One of the great privileges of my life was to go on a spiritual retreat with one of the leading spirituality instructors in America-Dallas Willard. Willard is a Philosophy professor at the University of Southern California, but his real love is teaching and writing books about spirituality. The retreat took place in a catholic retreat center nestled against a mountain just outside of Los Angeles. We were given daily Bible reading assignments as part of the class and one particular assignment was to read Psalms 148-150 ecstatically.
Dr. Willard explained that our understanding of these particular Psalms would be best understood if they were read out loud in a place where we were completely alone. He encouraged us to read it as loud as we could with as much excitement as we could.
If you are like me the thought of reading something in that way brings out my inherent shyness. I wasn’t sure that even by myself I would be able to bring myself to reading these passages in such a seemingly ridiculous way.
The next morning I still had not done my assignment and I had gone out for a jog. There were hundreds of private places on the campus of the retreat center to be alone and I thought I was jogging alone until I heard a distant voice shouting from the middle of one of the flower gardens. The voice was coming from one of the Korean students in my class who was reading with gusto these Psalms. “Praise the Lord. Praise the Lord from the heavens; praise him in the heights above. 2 Praise him, all his angels; praise him, all his heavenly hosts. 3 Praise him, sun and moon; praise him, all you shining stars. 4 Praise him, you highest heavens and you waters above the skies.” On and on he read these three chapters.

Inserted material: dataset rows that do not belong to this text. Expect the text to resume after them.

PR #9534, opened 2026-07-14
feat(mcp): add governed tool access and app gateways

cryppadotta:
## Thinking Path

> - Paperclip is the open source app people use to manage AI agents for work.
> - Agent work increasingly depends on MCP tools, external app connections, and runtime-provided capabilities.
> - Operators need those tools to be governed by company-scoped access, approval, audit, and secret-handling boundaries rather than ad hoc adapter configuration.
> - Local adapters and runtime workspaces need a consistent way to receive approved MCP servers without leaking credentials or bypassing policy.
> - The Apps and Tools surfaces need to make connection state, test results, approval queues, and gateway setup understandable to operators.
> - This pull request adds the governed MCP tool-access foundation, app/gateway management surfaces, runtime injection plumbing, and regression coverage.
> - The benefit is safer MCP adoption: operators can connect tools, grant access, test behavior, and review ask-first actions with auditable control-plane semantics.

## Linked Issues or Issue Description

Refs #6202, #4926, #3017, #7958, #6242, #4259, #4401.

No single public issue covers the full accumulated branch, so the feature context is described here.

**Problem / Motivation**

Paperclip agents need MCP tool access that is company-scoped, auditable, and operator-governed. Existing paths leave too much behavior in per-adapter configuration or plugin-specific flows, which makes it difficult to reason about what tools an agent can use, what credentials are exposed, and which actions require approval.

**Proposed Solution**

Add a governed MCP access model across database contracts, server routes/services, runtime injection, local adapter configuration, Apps/Tools UI, and automated coverage. This includes access profiles, app connections, policy/rule surfaces, named gateways, approval/replay semantics, test-call flows, secret projection hardening, and smoke/test harness support.

**Alternatives Considered**

Keeping MCP setup as raw adapter config or plugin-only wiring was rejected because it does not provide a consistent operator-facing policy, audit, approval, and testing model across agents and companies.

**Roadmap Alignment**

Checked `ROADMAP.md` on July 14, 2026. This overlaps control-plane governance, approvals, plugin-system, and agent-runtime direction; this PR publishes the already-implemented branch for review rather than starting a separate uncoordinated feature line.

## What Changed

- Added database, shared contract, and server support for MCP tool access, connections, access profiles, app catalog/detail flows, tool policies, gateway sessions, token issuance, OAuth state binding, audit events, and approval lifecycle data.
- Added runtime and adapter plumbing so managed MCP servers and approved connection context can be injected into local agent runs while preserving company scope and secret projection boundaries.
[...]

PR #12775, opened 2026-09-03
fix(tool-gateway): make ToolGatewayHttpError extend HttpError

BastitsaB:
## Thinking Path

> - The tool gateway enforces access decisions (allowlists, ask-first policies, formal board approval) before an agent-requested tool call executes.
> - Every rejection along that path (not found, not pending, timeout, formal approval still pending, ...) is raised as a `ToolGatewayHttpError` with its own status and reason code.
> - The shared error-handler middleware only maps a thrown error to its real HTTP status when it is `instanceof HttpError`. `ToolGatewayHttpError` extends the bare `Error` class instead, so that check silently fails.
> - Every one of those expected, well-formed rejections therefore reaches the caller as an opaque `500 Internal Server Error` and gets recorded as a server crash, instead of its real status (404/409/504/...) and reason code.
> - This pull request makes `ToolGatewayHttpError` extend `HttpError`, so the existing `instanceof HttpError` branch in the error handler picks it up correctly.
> - The benefit is that tool-gateway rejections surface their real status and message to the UI/API caller, and stop polluting crash reporting with expected business-rule outcomes.

No existing issue found (searched open/closed issues and PRs for "formal board approval", "approveActionRequest", "tool-gateway" — closest related history is #9534, which introduced governed tool access).

**What happened?**

Approving a governed Composio tool-action request through `POST /issues/:id/interactions/:interactionId/accept` fails with a generic `500 Internal Server Error` whenever the action request has a linked formal-approval record that is not yet approved. The board/agent gets no indication of what is actually blocking the approval — clicking "Approve & run" repeatedly just keeps producing "Internal server error. Try again.", even immediately after a fresh confirmation card is created.

**Expected behavior**

The endpoint should return `409` with `reasonCode: "formal_approval_required"` (as `approveActionRequest` in `tool-gateway.ts` already computes), not a masked `500`.

**Steps to reproduce**

1. Trigger a destructive/governed Composio tool call from an agent run so Paperclip creates a `request_confirmation` interaction backed by a `toolActionRequests` row with `approvalId` set (i.e. it also requires a separate formal board approval).
2. As a board user, click "Approve & run" on the confirmation card (or `POST /issues/:id/interactions/:interactionId/accept`) before the linked `approvals` record itself has been approved.
3. Observe a `500 Internal Server Error` response with no `reasonCode` or detail — even though `approveActionRequest` threw a well-formed `ToolGatewayHttpError(409, ..., "formal_approval_required", { approvalId })`.

Reproduced on `master` at the base of this branch (commit prior to this fix). Root cause is structural (class hierarchy), not tied to a specific recent regression.

## What Changed

- `server/src/services/tool-gateway.ts`: `ToolGatewayHttpError` now extends `HttpError` (from `server/src/errors.ts`) instead of the bare `Error` class, and forwards `status`/`message`/`details` through `super()`. The public constructor signature (`status, message, reasonCode, details`) is unchanged, so no call site needs updating — every existing `new ToolGatewayHttpError(...)` and `instanceof ToolGatewayHttpError` check keeps working as-is.
- `server/src/__tests__/error-handler.test.ts`: added regression coverage asserting that a `ToolGatewayHttpError` maps to its own sub-500 status via the shared `errorHandler` without being attached/reported as a crash, and that it is still reported correctly when its own status is `>= 500`.

## Verification

- `pnpm --filter @paperclipai/server exec vitest run src/__tests__/error-handler.test.ts` — 7 passed (5 pre-existing + 2 new).
- `pnpm --filter @paperclipai/server exec vitest run src/__tests__/tool-gateway.test.ts src/__tests__/tool-gateway-service.test.ts` — 83 passed, unaffected by the class-hierarchy change.
- `pnpm --filter @paperclipai/server exec vitest run src/__tests__/issue-thread-interaction-routes.test.ts src/__tests__/tool-access-service.test.ts src/__tests__/tool-access-policy-service.test.ts src/routes/tool-access-connection-intent.test.ts` — 337 passed.
- `tsc --noEmit` on `server`: identical error count and diff before/after the change (208 pre-existing, environment-only errors unrelated to this file — confirmed via `git stash`/`git stash pop` comparison); zero new errors introduced.

## Risks

- Low risk. This is a class-hierarchy change with an unchanged constructor signature; every existing throw site and `instanceof ToolGatewayHttpError` check keeps compiling and behaving the same. The only externally visible change is that HTTP responses now carry the *correct* status/message/details instead of a masked 500 — call sites that already special-case `ToolGatewayHttpError` locally (e.g. `sendGatewayError` in `routes/tool-gateway.ts`) are unaffected, since they never relied on the global handler.
- The one behavioral change worth flagging: statuses `< 500` (e.g. 404/409) no longer get reported to Sentry/telemetry as crashes and no longer attach `res.err`/`res.__errorContext`. This is intentional and matches how every other `HttpError` subtype is already handled — expected business-rule rejections should not be crash noise.

## Model Used

Claude (Anthropic), Sonnet 5 (`claude-sonnet-5`), via Claude Code. Extended reasoning, tool use (repo search, code reading, local build/test execution), and code execution were used to locate the root cause, implement the fix, and run the verification above.

## Checklist

- [ ] I have updated relevant documentation to reflect my changes — no documentation describes this internal error-class hierarchy, none needed updating
- [ ] All Paperclip CI gates are green — pending CI run on this PR
- [ ] Greptile is 5/5 with no open P2s, recommendations, or follow-ups — pending automated review

### DIFF
--- a/server/src/__tests__/error-handler.test.ts
+++ b/server/src/__tests__/error-handler.test.ts
@@ -169,6 +169,7 @@ describe("errorHandler", () => {
     expect(res.status).toHaveBeenCalledWith(409);
     expect(res.json).toHaveBeenCalledWith({
       error: "Tool action request requires formal board approval before execution",
+      reasonCode: "formal_approval_required",
       details: { approvalId: "approval-1" },
     });
     // Sub-500 statuses must not be attached/reported as a server crash.
--- a/server/src/__tests__/error-handler.test.ts
+++ b/server/src/__tests__/error-handler.test.ts
@@ -2,6 +2,7 @@ import type { NextFunction, Request, Response } from "express";
 import { beforeEach, describe, expect, it, vi } from "vitest";
 import { HttpError } from "../errors.js";
 import { errorHandler } from "../middleware/error-handler.js";
+import { ToolGatewayHttpError } from "../services/tool-gateway.js";
 
 const recordResponsibleUserDenialOnActiveRunMock = vi.hoisted(() => vi.fn());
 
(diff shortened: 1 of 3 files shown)


BastitsaB:
Addressed in ed23290: the shared error handler now also surfaces `reasonCode` on the JSON response (duck-typed off any `HttpError`), matching the `{ error, reasonCode, ...details }` shape every route that already special-cases `ToolGatewayHttpError` locally uses (`routes/tool-gateway.ts`, `routes/tool-access.ts`, `routes/plugins.ts`). Extended the regression test to assert it. All 427 previously-verified tests still pass; `tsc --noEmit` error count unchanged (208, pre-existing/environmental, confirmed via `git stash` diff).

It’s hard for me to describe the spiritual experience I had that morning on my jog. To hear these passages read as the Psalmist must have originally penned them as ecstatic utterances of praise, had a profound impact on me. I was running through tears of joy thinking of the greatness of our God. Later in the day, the experience strengthened as I found a private place on campus and read them with as much energy as I could muster. You can’t understand these kinds of Psalms simply by studying their words. They are meant to be ecstatic utterances of praise.
Today I challenge you to do the same. Find a quiet place. If you are in the house alone, you can do it there. If you need to go out to the woods, these Psalms are wonderful to read in the beauty of God’s creation. Don’t just read this devotional. Find a private place and read Psalm 148-150 ecstatically and report back what you discover. I think you will understand these passages in a whole new way.